Your instructions: Determine which lines of the records include the word "viktorijasujetaite", and copy them.
• • • • • • •
Issue #2073, opened 2020-05-20
Support artifact collection of test retries (`jest.retryTimes(x)`)


rotemmiz:
When running a test with `jest.retryTimes(x)`, the artifact manager will create a folder for the first retry, but will fail recording the next retries (if they happen).

Example:
```
detox[4447] WARN:  [Artifact.js/MOVE_FILE_EXISTS] cannot overwrite: "~/temp/buildTmp/d4efa026-0524-4cf9-a6da-a5c3fba4c3bc.detox.png" => "artifacts/ios.sim.release.2020-05-17 09-18-53Z/✗ testName/testDone.png"
```

I suggest we add the retry number to the folder name, 
retry no 1: `test name`
retry no 2: `test name - retry 2`
retry no 2: `test name - retry 3`

d4vidi:
@viktorijasujetaite and I have taken a 2nd look on some tests where retry is applied and we noticed the opposite - namely, that only the artifacts from last retry prevail.

rotemmiz:
Could be different between platforms, anyway, the dir names should solve either issue we have there.

viktorijasujetaite:
> @viktorijasujetaite and I have taken a 2nd look on some tests where retry is applied and we noticed the opposite - namely, that only the artifacts from last retry prevail.

I would actually think that artifacts of [Retry #1] are recorded, because for latter retries (#2 & #3) we see "cannot overwrite" warning.

d4vidi:
@viktorijasujetaite again, this is probably iOS-specific, and different on Android. In any case, solving this would solve it for both platforms

PR #2242, opened 2020-07-29
feat(jest): support artifact collection for multiple retries with jest.retryTimes(n)

noomorph:
- [x] This change has been discussed in issue #2073 and the solution has been agreed upon with maintainers.

---

**Description:**

Adds support `jest.retryTimes(n)` when used with `jest-circus`.

For example, if a `Flaky test` fails 2 times and then passes on the third, the artifacts will be saved like this:

```
artifacts/<auto-generated-dir>/✗ Flaky test/...
artifacts/<auto-generated-dir>/✗ Flaky test (2)/...
artifacts/<auto-generated-dir>/✓ Flaky test (3)/...
```

This pull request has unit and E2E tests for the feature.


detox/src/artifacts/utils/ArtifactPathBuilder.test.js
```diff
@@ -73,6 +73,20 @@ describe(ArtifactPathBuilder, () => {
...
+
+      expect(asPosixPath(artifactPath)).toBe('/tmp/subdir/✗ test (2)/1.log');
+    });
+
+    it('should append (3) invocations count for a test that passes for the third time', () => {
+      const testSummary = {title: '', fullName: 'test', status: 'passed', invocations: 3 };
+      const artifactPath = pathBuilder.buildPathForTestArtifact('1.log', testSummary);
+
+      expect(asPosixPath(artifactPath)).toBe('/tmp/subdir/✓ test (3)/1.log');
+    });
```
d4vidi, line 89: Just wondering: isn't this test redundant?...

detox/test/e2e/27.retries.js
```diff
@@ -0,0 +1,17 @@
...
+  });
+
+  it('should fail twice and pass once', async () => {
+    const matcher = --counter > 0
+      ? by.text('Not existing')
+      : by.text('Sanity');
+
+    await element(matcher).tap();
+  });
+});
```
d4vidi, line 17: Nice, but here too (much like with screenshot tests) we lack the testing of the final artifacts...

detox/test/e2e/config.js
```diff
@@ -2,7 +2,7 @@ module.exports = {
   "rootDir": "../..",
   "testEnvironment": "./test/e2e/environment.js",
   "testRunner": "./test/node_modules/jest-circus/runner",
-  "setupFilesAfterEnv": ['./test/e2e/init-coverage.js'],
+  "setupFilesAfterEnv": [],
```
d4vidi, line 5: Not really related, right?

detox/test/e2e/27.retries.js
d4vidi: Also, I didn't see anything related in the build's artifacts. Have I been looking in the wrong place?

detox/src/artifacts/utils/ArtifactPathBuilder.test.js
noomorph: I adhere to the blackbox approach, @d4vidi.
In my opinion, there were two ways to implement this.
Either we omit ` (${invocations})` suffix, when the status is `passed` or we add it nevertheless.
Therefore, I **fixate** the behavior and confirm that I as an author intend it to be this way.

detox/test/e2e/config.js
noomorph: Yeah, but I've noticed that this file is redundant already. It should have gone with my other Coveralls fixes, but I missed it.

detox/test/e2e/27.retries.js
noomorph: Hmmm... well, I can add checks, theoretically.

detox/src/artifacts/utils/ArtifactPathBuilder.test.js
d4vidi: Actually, I see now that I missed the difference in `status` value. You can ignore my comment.

detox/test/e2e/27.retries.js
d4vidi: So action items here:
1. Rename to `27.retries.test.js`
2. Add artifacts validation?

noomorph: Thanks for pointing out, fixing.

PR #2244, opened 2020-07-31
Update APIRef.Artifacts.md

uloco:
all preset default to keepOnlyFailedArtifacts: false

- [ ] This is a small change 

---

**Description:**


noomorph:
Wow, @uloco, that's a good catch! Çok teşekkürler! 🙏 thx 👍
• • • • • • •
Response area:
@viktorijasujetaite and I have taken a 2nd look on some tests where retry is applied and we noticed the opposite - namely, that only the artifacts from last retry prevail.
viktorijasujetaite:
> @viktorijasujetaite and I have taken a 2nd look on some tests where retry is applied and we noticed the opposite - namely, that only the artifacts from last retry prevail.
@viktorijasujetaite again, this is probably iOS-specific, and different on Android. In any case, solving this would solve it for both platforms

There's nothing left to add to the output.